In the course of our sporting tour, I used to visit the breeding establishments (then called kraals) of all the great breeders, I think, Melk, Kotze, Proctor, Van Reenen, Van der Byl, etc. Melk has six hundred mares, all running out in unenclosed fields. With such an establishment you would expect that he could show you three or four hundred one, two, and three year olds (for they are all sold by this age). He can never show more than seventy or eighty colts of the year, and the rest of the breeders can show no higher proportion. The thoroughbred mares are invariably in miserable condition, the cock-tails fat and sleek. Many of the mares, etc., are afflicted with a disease from an accumulation of sand in their stomachs and intestines.

It was thought far beneath the dignity of a gentleman at the Cape to ride or drive mares, but seeing that the mares were far finer and larger than the horses, and one-fifth of the price, I bought from Proctor two immense mares, as like English hunters as possible, for £45; a thoroughbred mare, 16 hands high, four years old, for my wife (a beautiful creature which very much delighted Lord Dalhousie); and another thoroughbred mare, 15½. They were the four finest horses in Cape Town. One of the carriage mares ruptured her bladder in the carriage, and died in a few hours. The large thoroughbred got a most tremendous fall out hunting, nearly broke my neck, and was chest-foundered ever afterwards. The other two I sold remarkably well. By some accident I never set up mares in my establishment again, but I was never so elegantly horsed.

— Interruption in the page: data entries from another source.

PR #89, opened 2026-05-08
test(swaps): port unhappy-path E2E coverage from fulmine + boltz-swap

Kukks:
## Summary

Started as a port of unhappy-path swap E2E coverage from [ArkLabsHQ/fulmine](https://github.com/ArkLabsHQ/fulmine/tree/master/internal/test/e2e) and [arkade-os/boltz-swap](https://github.com/arkade-os/boltz-swap/tree/master/test/e2e). While porting, several real SDK feature gaps surfaced — chain-swap renegotiation, chain-swap cooperative refund (both directions), and recovery-inspection diagnostics — so the PR grew to close those alongside the test coverage.

## SDK feature additions

| Area | What landed | Why |
|---|---|---|
| **Chain-swap renegotiation** | `BoltzSwapProvider.PollSwapState` now handles `transaction.lockupFailed` by calling `BoltzClient.GetChainQuoteAsync` + `AcceptChainQuoteAsync` (these wire calls existed but had no consumer). On success the swap proceeds with the renegotiated `ExpectedAmount`; on Boltz refusal it falls through to refund. Mirrors `arkade-os/boltz-swap`'s `quoteSwap` and fulmine's `TestChainSwapBTCtoARKWithQuote`. |  Without this, every chain-swap funded with a non-exact amount went terminal Failed with funds stranded at the lockup. |
| **Chain-swap cooperative refund (BTC→ARK)** | New `CoopRefundBtcToArkChainSwap`: locates the BTC lockup tx via Boltz status, builds an unsigned refund tx, signs cooperatively via the existing `ChainSwapMusigSession.CooperativeRefundAsync`, broadcasts via Boltz's BTC broadcaster. | The signing primitive existed; nothing called it. Funds at a BTC lockup of a failed chain swap had no automated recovery. |
| **Chain-swap cooperative refund (ARK→BTC)** | Symmetric `CoopRefundArkToBtcChainSwap`: parses the VHTLC contract, snapshots arkd VTXOs at the contract script, builds an Ark refund tx, asks Boltz to co-sign via `RefundChainSwapArkAsync`, submits via the existing Ark transaction builder. | Same gap, opposite direction. |
| **Expired-with-no-funds → Failed safeguard** | When `swap.expired` arrives with no observable lockup, transition the swap to `Failed` instead of looping forever waiting to refund nothing. | Without this, the refund retry loop would keep an unfunded expired swap `Pending` indefinitely. |
[...]

PR #75, opened 2026-04-09
feat: payment tracking improvements

Kukks:
## Summary
- Add asset tracking to `ArkPayment` and `ArkPaymentRequest` (JSONB columns for asset lists)
- Add `Cancelled` status to both payment and payment request enums
- Convert `PaymentTrackingService` from constructor-subscription to proper `IHostedService`
- Add `SemaphoreSlim` serialization in `OnVtxoChanged` to prevent race conditions on `ReceivedAmount`
- Add `ArkBip21` fluent builder + parser (modeled after BTCPay's `ArkadeBip21Builder`)
- Add `MergeAssets` helper with duplicate-safe dictionary merging
- **Make payment tracking fully opt-in**: consumers call `AddArkPaymentTracking()` and `ConfigureArkPaymentEntities()` separately
- 35 new unit tests (27 BIP21 + 8 MergeAssets)

## Opt-in Usage
```csharp
// DI registration
services.AddArkEfCoreStorage<MyDbContext>();
services.AddArkPaymentTracking(); // opt-in

// DbContext
modelBuilder.ConfigureArkEntities();
modelBuilder.ConfigureArkPaymentEntities(); // opt-in
```

## Test plan
- [x] All 292 unit tests pass
- [x] Build succeeds across all projects (including WASM wallet sample)
- [ ] CI green (build + E2E)

PR #91, opened 2026-05-11
sample(wallet): dogfood ArkBip21.Parse + surface pending-tx + StillPending count

Kukks:
## Summary

Three drift fixes for the Blazor sample wallet to keep it current with what landed in PRs #75, #90, and #89.

1. **`Send.razor` uses `ArkBip21.Parse`** — replaces a 60+ line hand-rolled BIP21 / address parser with the SDK helper PR #75 shipped. LNURL still goes through `LnurlHelper` (the SDK deliberately doesn't resolve LNURL endpoints). Closes the dogfooding loop: the sample now exercises its own SDK's payment-string parser instead of competing with it.

2. **`Settings.razor` "Force pending-tx recovery" button** — surfaces the `FinalizePendingArkTransactions` API that PR #90 added on `ArkWalletService`. `ArkHostedLifecycle` already runs the sweep on startup, but a manual button is useful right after a crash if a tx looks stuck and you don't want to wait for the next restart.

3. **`Swaps.razor` shows `SwapRecoveryStatus.StillPending` count** — distinguishes "you have no active swaps" from "you have active swaps but recovery is correctly skipping them." Tells the user why a scan came up empty.

## Files

- `samples/NArk.Wallet/NArk.Wallet.Client/Pages/Send.razor` — drop custom `ParseBip21` (~60 lines), call `ArkBip21.Parse` + new `MapBip21PaymentInfo` helper. LNURL handling unchanged.
- `samples/NArk.Wallet/NArk.Wallet.Client/Pages/Settings.razor` — new Maintenance section with the recovery button + result message; calls `ArkWalletService.FinalizePendingArkTransactions`.
- `samples/NArk.Wallet/NArk.Wallet.Client/Pages/Swaps.razor` — show `StillPending` count alongside `Recoverable`.

## Test plan

- [x] \`dotnet build samples/NArk.Wallet/NArk.Wallet.Client/NArk.Wallet.Client.csproj\` — clean
- [x] \`dotnet test NArk.Tests\` — 349/349 pass
- [ ] CI build + E2E green

### DIFF
--- a/samples/NArk.Wallet/NArk.Wallet.Client/Pages/Send.razor
+++ b/samples/NArk.Wallet/NArk.Wallet.Client/Pages/Send.razor
@@ -5,6 +5,7 @@
 @inject IJSRuntime JS
 @inject LnurlHelper Lnurl
 @using NArk.Wallet.Client.Services
+@using NArk.Abstractions.Payments
 @using NArk.Swaps.Boltz
 
 <div class="page-header">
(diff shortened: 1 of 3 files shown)


ghost (changes requested):
## Code Review — arkade-os/dotnet-sdk#91

Good refactoring overall. Replacing the hand-rolled parser with `ArkBip21.Parse` is the right call. Two issues — one is a real bug, the other is dead code.

---

### 🐛 BUG: `StillPending` count is always zero (Swaps.razor)

**`Swaps.razor:26`** — `_recoveryReport.Count(r => r.Status == SwapRecoveryStatus.StillPending)` will always evaluate to `0`.

`ScanRecoverableSwapsAsync` (SwapsManagementService.cs:560-562) explicitly filters out pending swaps *before* calling `InspectSwapRecoveryAsync`:

```csharp
var candidates = allSwaps
    .Where(s => s.Status is not ArkSwapStatus.Pending)
    .ToList();
```

`InspectSwapRecoveryAsync` is the only place that produces `SwapRecoveryStatus.StillPending`, but it's never called for those swaps. The entire "still in flight" UI added in this PR is unreachable.

**Fix options (pick one):**
1. Count pending swaps directly from `_swaps` instead of `_recoveryReport`:
   ```csharp
   var stillPending = _swaps.Count(s => s.Status == ArkSwapStatus.Pending);
   ```
2. Or change `ScanRecoverableSwapsAsync` to include pending swaps in its output (would need a separate PR since that's SDK-level).

Option 1 is simpler and doesn't change the SDK contract.

---

### ⚠️ Dead code: `CollaborativeExit` switch arm (Send.razor)

**`Send.razor:293`** — `ArkPaymentMethod.CollaborativeExit => "onchain"` is dead code. `Bip21PaymentInfo.PreferredMethod` (Bip21PaymentInfo.cs:61-64) never returns `CollaborativeExit`:

```csharp
public ArkPaymentMethod PreferredMethod =>
    ArkAddress is not null || AssetId is not null ? ArkPaymentMethod.ArkSend :
    Lightning is not null ? ArkPaymentMethod.SubmarineSwap :
    OnchainAddress is not null ? ArkPaymentMethod.ChainSwap :
    ArkPaymentMethod.ArkSend;
```

Not a bug — it's defensive coding for a future change to `PreferredMethod`. But worth a `// defensive: PreferredMethod doesn't return this today` comment so the next reader doesn't wonder.

---

### ✅ Everything else looks good

- **Send.razor BIP21 migration**: Correct mapping. `ArkBip21.Parse` handles all the prefixes the old code did (`lntbs` is covered by `lntb` prefix match). The SDK's length check on legacy addresses is actually *better* than the old code (which would match `"1"` as an address).
- **Settings.razor recovery button**: Proper `_recoveryInFlight` guard against double-clicks, correct try/catch/finally pattern, safe string truncation on tx IDs.
- **No protocol-critical concerns**: All three files are sample wallet UI. No VTXO handling, signing, forfeit paths, or round lifecycle changes.
- **No cross-repo breakage**: No public API changes — this PR only consumes APIs from #75 and #90 (both merged).

---

**Verdict:** Request changes for the `StillPending` bug — the feature described in the PR summary ("distinguishes 'you have no active swaps' from 'you have active swaps but recovery is correctly skipping them'") doesn't actually work.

What with my military duties and those of Council, I led a far from idle life, and there is an elasticity in the atmosphere at the Cape which conduces to a desire to take violent rides. The sun never heats you. I have ridden 140 miles in thirty hours to go to look at a horse or buy one, or to look at a particular line of country. I have been out shooting in the middle of the summer from daylight to dark, the sun like a furnace, the pummel of the saddle like a red-hot poker, your gun-barrel, after a few rapid shots, so heated you almost fear to reload, then come home at night (or slept out in the fields, if you like) and eaten a right good dinner, not in any way heated, and without either headache or cold. An exposure of this sort to the sun of India would probably cause a roaring fever or death.

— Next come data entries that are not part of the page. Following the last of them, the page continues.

PR #92, opened 2026-05-12
fix(efcore): opt-in DateTimeOffset → long ticks mapping so SQLite ORDER BY works

Kukks:
## Problem

EF Core's SQLite provider rejects \`ORDER BY\` on \`DateTimeOffset\` columns:

> SQLite does not support expressions of type 'DateTimeOffset' in ORDER BY clauses. Convert the values to a supported type, or use LINQ to Objects to order the results on the client side.

This breaks every paged storage query in the SDK (\`GetVtxos\`, \`GetContracts\`, \`GetIntents\`, \`GetPayments\`, \`GetPaymentRequests\`, \`GetSwaps\`) when run against SQLite. Non-SQLite providers (Postgres / MSSQL) sort \`DateTimeOffset\` natively and aren't affected.

Reproduction: bundle NArk with a SQLite-backed \`ArkDbContext\` and call \`IVtxoStorage.GetVtxos(...)\` after any wallet activity. I hit this integrating NArk into Wasabi Wallet's Arkade flow — VTXO listing was unusable.

## Approach

Add \`ArkStorageOptions.StoreDateTimeOffsetAsTicks\` (default off). When on, applies a \`ValueConverter<DateTimeOffset, long>\` to every \`DateTimeOffset\` (and nullable) property in the Ark model — storage becomes BIGINT (Postgres/MSSQL) or INTEGER (SQLite), both natively sortable. Same on-disk size as the native types, fully indexable.

\`\`\`csharp
modelBuilder.ConfigureArkEntities(o => o.StoreDateTimeOffsetAsTicks = true);
\`\`\`

## Why an opt-in instead of always-on

I originally tried \"always-on\" but it's a schema change for *every* existing consumer regardless of provider:

- SQLite consumers: existing TEXT data wouldn't deserialize as long.
- Postgres/MSSQL consumers: existing \`timestamptz\` / \`datetimeoffset\` columns wouldn't load as BIGINT.

Default-off keeps that path safe. Consumers that hit the SQLite bug opt in explicitly and accept the trade-offs documented on the option:

1. Schema changes (TEXT/timestamp → BIGINT).
2. Round-trip strips the original offset (read-back is always UTC, offset zero) — the Ark entities use these columns as instants (\"when did this happen\") rather than zoned moments, so for the SDK's own usage this is fine.

Migration paths for existing SQLite consumers when enabling the flag:

1. Drop the DB file and let \`EnsureCreated\` rebuild with INTEGER columns (fine for local caches).
2. One-off SQL to convert TEXT columns to INTEGER ticks before flipping the flag.

## Tests

Added \`NArk.Tests/EfCoreSqliteOrderByTests.cs\`:

- \`TicksMapping_OrderByDateTimeOffset_WorksOnSqlite\` — proves the opt-in fix: \`ORDER BY CreatedAt DESC\` against SQLite returns rows in chronological order.
- \`TicksMapping_RoundTrip_StripsOffsetToUtc\` — pins the documented trade-off so it can't regress silently.
- \`DefaultMapping_StillWorksForReadAndWrite\` — backwards-compat: with the flag off, \`DateTimeOffset\` columns still store and read back correctly. (Only \`ORDER BY\` is broken on SQLite — the bug the opt-in fixes.)

All 352 tests pass (349 existing + 3 new).

## Out of scope

A future improvement could auto-detect SQLite and apply the conversion only there. That would still be a schema change for existing SQLite consumers though, so leaving the choice to the consumer feels right at this stage.

### DIFF
--- a/NArk.Storage.EfCore/ArkStorageOptions.cs
+++ b/NArk.Storage.EfCore/ArkStorageOptions.cs
@@ -28,4 +28,30 @@ public class ArkStorageOptions
     /// </summary>
     public Func<IQueryable<ArkWalletContractEntity>, string, IQueryable<ArkWalletContractEntity>>?
         ContractSearchProvider { get; set; }
+
+    /// <summary>
+    /// When true, stores every <see cref="DateTimeOffset"/> column as <see cref="long"/>
+    /// UTC ticks (BIGINT on Postgres/MSSQL, INTEGER on SQLite). Needed for SQLite consumers
+    /// because EF Core's SQLite provider rejects <c>ORDER BY</c> on the default TEXT
+    /// representation of <see cref="DateTimeOffset"/> — every paged query in this SDK
+    /// (<c>GetVtxos</c>, <c>GetContracts</c>, <c>GetIntents</c>, …) breaks otherwise.
+    ///
+    /// <para>
+    /// <b>Off by default</b> to preserve native column types (<c>timestamptz</c> / <c>datetimeoffset</c>)
+    /// for existing Postgres/MSSQL consumers. Enabling this is a schema change: stored values
+    /// switch from TEXT/timestamp to BIGINT and the original offset is dropped (read-back is
+    /// always UTC, offset zero). On-disk size is unchanged.
+    /// </para>
+    ///
+    /// <para>
+    /// Migration path for existing SQLite consumers:
+    /// <list type="number">
+    /// <item>If you can drop the DB (e.g. local cache), delete the file and let <c>EnsureCreated</c>
+    /// re-create the schema with INTEGER columns.</item>
+    /// <item>Otherwise run a one-off SQL migration to convert TEXT columns to INTEGER ticks
+    /// before enabling this flag.</item>
+    /// </list>
+    /// </para>
+    /// </summary>
+    public bool StoreDateTimeOffsetAsTicks { get; set; }
 }
--- a/NArk.Storage.EfCore/ModelBuilderExtensions.cs
+++ b/NArk.Storage.EfCore/ModelBuilderExtensions.cs
@@ -78,12 +78,35 @@ public static class ModelBuilderExtensions
         return modelBuilder;
     }
 
+    // Restricted to Ark-owned entities so the converter never silently leaks onto a
+    // consumer's own entities sharing the same DbContext. Idempotent: calling
+    // ConfigureArkEntities AND ConfigureArkPaymentEntities with the flag won't apply
+    // the converter twice (SetValueConverter on an already-converted property is a no-op,
+    // but the type-filter short-circuits the second pass cleanly anyway).
+    private static readonly IReadOnlySet<Type> ArkOwnedEntityTypes = new HashSet<Type>
+    {
+        typeof(ArkWalletEntity),
+        typeof(ArkWalletContractEntity),
+        typeof(VtxoEntity),
+        typeof(ArkIntentEntity),
+        typeof(ArkIntentVtxoEntity),
+        typeof(ArkSwapEntity),
+        typeof(ArkPaymentEntity),
+        typeof(ArkPaymentRequestEntity),
+    };
+
     private static void ApplyDateTimeOffsetTicksConversion(ModelBuilder modelBuilder)
     {
         foreach (var entityType in modelBuilder.Model.GetEntityTypes())
         {
+            if (!ArkOwnedEntityTypes.Contains(entityType.ClrType))
+                continue;
+
             foreach (var property in entityType.GetProperties())
             {
+                if (property.GetValueConverter() is not null)
+                    continue;
+
                 if (property.ClrType == typeof(DateTimeOffset))
                     property.SetValueConverter(DateTimeOffsetToTicks);
                 else if (property.ClrType == typeof(DateTimeOffset?))
--- a/NArk.Storage.EfCore/ModelBuilderExtensions.cs
+++ b/NArk.Storage.EfCore/ModelBuilderExtensions.cs
@@ -1,10 +1,33 @@
 using Microsoft.EntityFrameworkCore;
+using Microsoft.EntityFrameworkCore.Storage.ValueConversion;
 using NArk.Storage.EfCore.Entities;
 
 namespace NArk.Storage.EfCore;
 
 public static class ModelBuilderExtensions
 {
+    // DateTimeOffset → long (UTC ticks). Applied to every DateTimeOffset property across all
+    // Ark entities. Two reasons:
+    //
+    // 1) EF Core's SQLite provider rejects `ORDER BY` on `DateTimeOffset` columns because the
+    //    default TEXT representation is not chronologically sortable across different offsets.
+    //    Storing as INTEGER (long ticks) is natively orderable on SQLite — no fallback to
+    //    client-side evaluation needed for paged queries.
+    //
+    // 2) Round-trippable and indexable across all providers (BIGINT on Postgres/MSSQL,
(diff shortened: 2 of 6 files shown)


ghost (approved):
## ✅ Approved — solid fix, two observations worth noting

**Reviewed:** all 6 changed files + full file context + interfaces + git history.

### Verdict

Clean, well-documented fix for a real SQLite limitation ([dotnet/efcore#19672](https://github.com/dotnet/efcore/issues/19672)). The `containingInputs` pagination bug fix in `EfCoreIntentStorage` is a nice bonus catch. No public API changes, no cross-repo impact — this is internal EfCore implementation only.

Not protocol-critical (no VTXO signing, forfeit paths, round lifecycle, or exit logic touched).

### Observations

**1. All providers now pay client-side sort cost, not just SQLite**

The sort+paginate is now in-memory for Postgres and MSSQL too, where `DateTimeOffset` ORDER BY works natively. For a wallet SDK where N is bounded per-wallet this is fine in practice, but worth documenting. If this becomes a hot path for multi-tenant server scenarios, consider:
- A `DateTimeOffset` → `long` (ticks) value converter for SQLite only, or
- A provider-detection branch (`db.Database.IsSqlite()`) to keep server-side sort for capable providers

Not a blocker — the pragmatic tradeoff is acknowledged in the PR description.

**2. `AsNoTracking()` inconsistency (pre-existing, not introduced here)**

`EfCoreVtxoStorage`, `EfCoreContractStorage`, and `EfCoreIntentStorage` use `.AsNoTracking().ToListAsync()`. `EfCorePaymentRequestStorage`, `EfCorePaymentStorage`, and `EfCoreSwapStorage` use `.ToListAsync()` without `AsNoTracking()`. Since these are read-only list queries, the latter three should also use `AsNoTracking()` to avoid unnecessary change-tracker overhead on the now-larger materialized sets. Consider a follow-up.

### No concerns on

- ✅ Correct sort order preserved (descending by `CreatedAt`/`SeenAt`)
- ✅ WHERE clauses still execute server-side
- ✅ `containingInputs` filter now correctly applied before `Skip`/`Take` in `GetIntents`
- ✅ Comments explain the "why" for future readers
- ✅ No interface/contract changes — downstream consumers unaffected

ghost (approved):
## ✅ Approved — much cleaner than the v1 approach, one scoping issue to consider

**Iterative review:** PR was rewritten since my last review. The client-side sort approach is gone, replaced with a `ValueConverter<DateTimeOffset, long>` opt-in. This is exactly what I suggested in observation #1 of my previous review — ORDER BY stays server-side for all providers, no in-memory materialization needed. Well done.

**Reviewed:** all 5 changed files, full file context, entity definitions, sample `WalletDbContext`, git history.

Not protocol-critical (no VTXO signing, forfeit paths, round lifecycle, or exit logic touched).

---

### Issue: `ApplyDateTimeOffsetTicksConversion` bleeds into non-Ark entities

**`ModelBuilderExtensions.cs:75-84`** — `modelBuilder.Model.GetEntityTypes()` iterates **all** entity types in the model, not just Ark ones. If a consumer's `DbContext` has `DbSet<MyEntity>` properties (auto-discovered before `OnModelCreating` runs), those entities will silently get the ticks converter applied too. The consumer didn't opt their own entities into this.

Example that breaks:
```csharp
public class AppDbContext : DbContext
{
    public DbSet<MyAuditLog> AuditLogs { get; set; } // has DateTimeOffset columns
    
    protected override void OnModelCreating(ModelBuilder modelBuilder)
    {
        modelBuilder.ConfigureArkEntities(o => o.StoreDateTimeOffsetAsTicks = true);
        // MyAuditLog.CreatedAt is now also stored as ticks — surprise!
    }
}
```

**Fix:** Maintain a set of known Ark entity CLR types and filter:
```csharp
private static readonly HashSet<Type> ArkEntityTypes = new()
{
    typeof(ArkWalletEntity), typeof(ArkWalletContractEntity),
    typeof(VtxoEntity), typeof(ArkIntentEntity), typeof(ArkIntentVtxoEntity),
    typeof(ArkSwapEntity), typeof(ArkPaymentEntity), typeof(ArkPaymentRequestEntity)
};

private static void ApplyDateTimeOffsetTicksConversion(ModelBuilder modelBuilder)
{
    foreach (var entityType in modelBuilder.Model.GetEntityTypes())
    {
        if (!ArkEntityTypes.Contains(entityType.ClrType))
            continue;
        // ... rest unchanged
    }
}
```

Not blocking approval because: (a) most consumers use a dedicated `ArkDbContext` with only Ark entities, and (b) consumers who share a DbContext can use `ConfigureConventions` instead if they want blanket conversion. But it's a correctness issue that will bite someone eventually.

### Observations (non-blocking)

**1. Sample `WalletDbContext` still uses `DateTimeOffsetToBinaryConverter`**

`samples/NArk.Wallet/NArk.Wallet.Client/Services/WalletDbContext.cs:12-15` — Uses `DateTimeOffsetToBinaryConverter` (preserves offset via `ToBinary()`), not the new `StoreDateTimeOffsetAsTicks` opt-in (drops offset via `UtcTicks`). These are semantically different converters. Consider updating the sample to dogfood the new opt-in, or at least add a comment explaining why it uses a different converter. A consumer who sees both patterns will be confused about which to use.

**2. SQL migration formula assumes SQLite ≥ 3.38.0**

`docs/articles/storage.md:140` — `julianday(SeenAt)` with timezone-offset TEXT (e.g. `2026-01-15 12:00:00+05:00`) requires SQLite 3.38.0+ for correct timezone handling. Older versions silently ignore the offset and treat the local time as UTC, producing wrong ticks. Worth adding a version note.

**3. Double `ApplyDateTimeOffsetTicksConversion` invocation**

If a consumer calls both `ConfigureArkEntities` and `ConfigureArkPaymentEntities` with the flag, the conversion loop runs twice over all entity types. Harmless (idempotent) but wasteful. Could guard with a sentinel or extract into a "call once" pattern.

### What's solid

- ✅ `UtcTicks` / `new DateTimeOffset(ticks, TimeSpan.Zero)` round-trip is correct
- ✅ Static `ValueConverter` instances are stateless and thread-safe — idiomatic EF Core
- ✅ Nullable variant handled correctly
- ✅ Trade-off (offset stripped) is well-documented in XML docs, README, and storage article
- ✅ Three targeted tests cover the fix, the trade-off, and backwards compatibility
- ✅ Default-off preserves existing consumer schemas
- ✅ No public interface changes — no cross-repo impact

ghost (approved):
## ✅ Approved — scoping fix is correct, good test coverage

**Iterative review (3rd pass):** focused on commit `76ab103d` pushed after my last review.

This commit directly addresses the entity scoping issue I flagged: `ApplyDateTimeOffsetTicksConversion` now filters to an explicit `ArkOwnedEntityTypes` set, so consumer entities sharing the same `DbContext` are never touched. The `GetValueConverter() is not null` idempotency guard is a nice bonus.

### Verified

- ✅ `ArkOwnedEntityTypes` covers all 8 Ark entity types
- ✅ `ConfigureArkEntities` + `ConfigureArkPaymentEntities` interplay is correct regardless of call order (first pass converts what's registered, second pass converts the remainder, idempotency guard skips already-converted)
- ✅ `TicksMapping_DoesNotBleedIntoConsumerEntities` test pins the scoping contract with a mixed `DbContext`
- ✅ Sample `WalletDbContext` dogfoods the opt-in, drops the old `ConfigureConventions` workaround
- ✅ SQLite ≥ 3.38.0 caveat on `julianday()` timezone handling documented
- ✅ Static `ValueConverter` instances are stateless — safe to share across `DbContext` instances

Not protocol-critical. No further concerns.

This is the sort of life which I and my wife lived from 1829 to the end of 1834, enjoying the greatest kindness and hospitality, and living in happiness and sociability with every one. We had lost our dear kind friends, Sir Lowry and Lady Frances Cole, but he was succeeded as Governor and Commander-in-Chief, early in 1834, by a most amiable man, Sir Benjamin D’Urban, the most educated and accomplished soldier I have ever served with.[94]